PR #388, opened 2026-09-18
Freeze OMEGA hill-climb pair and pin LiveCodeBench grading data

abhishekraok:
Codex · codex://threads/01a0b658-a648-7e20-bc79-f871e3fb4e18

Add `omega_500:hillclimb` for the pinned AllenAI snapshot and strict primary metric. Preserve the existing `omega_500` dataset, flex primary, scorer, and context-adaptive generation default: the two snapshots differ in 11 problems and must not share a result identity. Both new OMEGA tasks default to a 32K generation cap; the SFT hill-climb launcher also sets it explicitly for its 64K serving context.

Add `omega_500_out`: 500 frozen test_out IDs matching the anchor's 35-family proportions. Normalize all eight family aliases to the anchor's names and report missing/extra ID examples plus duplicate counts on drift. The generator is importable and downloads only the required parquet splits from explicit immutable Hub revisions; generated provenance comes from those same arguments. SWE-bench and locked final sets are excluded.

Pin LiveCodeBench prompts and separately loaded execution test cases to the same revision. Resolve data sources through `get_data_source()` so URI-string overrides work. The hill-climb uses `livecodebench:lite` (release_v3, K=1), with its own 32K override. Existing SFT dev/paper batteries are retained.

Claude review addressed in bb5299d: isolated variant; preserved historical context-adaptive default; URI handling; canonical family labels; actionable drift errors; verified generator revisions and importable entry point; unittest guard at file end; cache cleanup in finally. The corresponding SFT launcher selects `omega_500:hillclimb` at open-instruct@14ccee75f.

Validation:

- 1,041 task/extraction/generator tests passed, 6 skipped. The final explicit-revision CLI test adjustment also passed all 5 generator tests.
- Direct OMEGA unittest execution runs all 13 tests.
- Fresh pinned-snapshot manifest generation is byte-identical after formatting.
- Source/test/script Ruff and formatting checks pass. Type checking has only the pre-existing unused-ignore warning in `harness/sandbox/executor.py`.
- Hill-climb launcher dry-run confirms the new variant and explicit 32K overrides for both OMEGA tasks.
- Previously completed real Docker LCB integration: 5 passed, covering stdin/call-based solutions, wrong answers, private cases, and the 612-problem v3 window. These review changes do not change the sandbox grader.

GPU serving qualification remains separate: the earlier B300 grouped-MoE gate failed before predictions, and a bounded native-MoE diagnostic was submitted. No model-quality result is claimed.

User-requested protocol update (e993bf3): default both new OMEGA tasks to 32768 tokens while leaving historical omega_500 unchanged. The 21 targeted OMEGA tests pass, as do repository Ruff lint and format checks.

Screen-reporting fix: retain finish reasons and completion-token counts from inline and server vLLM in prediction artifacts, including without logprobs. Chat logprob processing now preserves usage metadata. This makes cap-hit diagnostics available for future screen runs; already-running serving gates retain their original revision. Validation: 47 provider/prediction tests passed; repository Ruff checks passed.

OMEGA extraction performance: skip the leading-wildcard boxed-answer search when the normalized text contains no boxed opener. An impossible regex keeps the cascade position and format score unchanged. Differential tests compare the old cascade on unboxed/prefixed/boxed/incomplete-box answers; 22 OMEGA tests pass. A local synthetic unboxed input took 45 ms at 4K characters and 181 ms at 8K before this change; 128K characters takes about 4 ms afterward. Existing serving gates keep their pinned code; this improves future screens without changing answer selection.

The K=1 screen-diagnostics helper reports cap hits, empty outputs, grading errors, missing records and unknown telemetry, without recomputing aggregate task scores. Four tests cover missing telemetry, duplicate records, unsupported multi-sample inputs and candidate failures versus grader failures.


abhishekraok (commented):
Review by Claude Fable 5.1 (Claude Code).

Reviewed at cc112708; 6320156d only adds `tests/scripts/test_freeze_omega500_out.py`.

Verified directly: all three pinned revisions exist (LCB revision has test.jsonl–test6.jsonl); all 35 manifest parquet paths exist at the omega-explorative revision; regenerating the manifest with the script against fresh snapshots at those revisions is byte-identical after ruff format; the real `omega_500_out` load returns 500 unique instances; touched unit tests, ruff, and ty pass.

**Blocking question:** `omega_500` is rewritten in place rather than getting a variant. I loaded both datasets: `allenai/omega-500@113a7eb` differs from `saumyamalik/omega-500` in 11 of 500 problems (all `logic_puzzles_blocked_grid`, different grids and answers). With the strict primary and 32K cap, results stored under `omega_500` before and after this PR are silently incomparable, and the deleted comment warned about exactly this. Suggest `omega_500:hillclimb` (or a new name) and leaving the certified regime untouched.

Other items inline: unclamped `max_tokens=32768` (400s on ≤32K-context models), `config.data_source.revision` breaks on URI-string data sources, family keys differ across the in/out pair for the 8 aliased families, generator stamps revisions it never verifies (the subprocess tests added in 6320156d cover selection, thanks), new test class sits after the `__main__` guard.

src/olmo_eval/evals/tasks/omega_500.py
```diff
@@ -121,23 +120,20 @@ def score(self, instance: Instance, output: LMOutput) -> float:
 
 @register("omega_500")
 class Omega500(Task):
-    data_source = DataSource(path="saumyamalik/omega-500")
+    data_source = DataSource(
```
abhishekraok: Same 500 ids as `saumyamalik/omega-500`, but 11 items differ in question and ground truth (e.g. `omega_500_017`: 20x22 grid / GT 752952 → 47x42 grid / GT 320000). Changing dataset, primary metric, and budget under the existing task name makes prior `omega_500` results incomparable. Register a variant instead.

src/olmo_eval/evals/tasks/omega_500.py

==============================

> Problem requirements
All lines holding the word "incomparable" must be copied from the data.

> Response
**Blocking question:** `omega_500` is rewritten in place rather than getting a variant. I loaded both datasets: `allenai/omega-500@113a7eb` differs from `saumyamalik/omega-500` in 11 of 500 problems (all `logic_puzzles_blocked_grid`, different grids and answers). With the strict primary and 32K cap, results stored under `omega_500` before and after this PR are silently incomparable, and the deleted comment warned about exactly this. Suggest `omega_500:hillclimb` (or a new name) and leaving the certified regime untouched.
abhishekraok: Same 500 ids as `saumyamalik/omega-500`, but 11 items differ in question and ground truth (e.g. `omega_500_017`: 20x22 grid / GT 752952 → 47x42 grid / GT 320000). Changing dataset, primary metric, and budget under the existing task name makes prior `omega_500` results incomparable. Register a variant instead.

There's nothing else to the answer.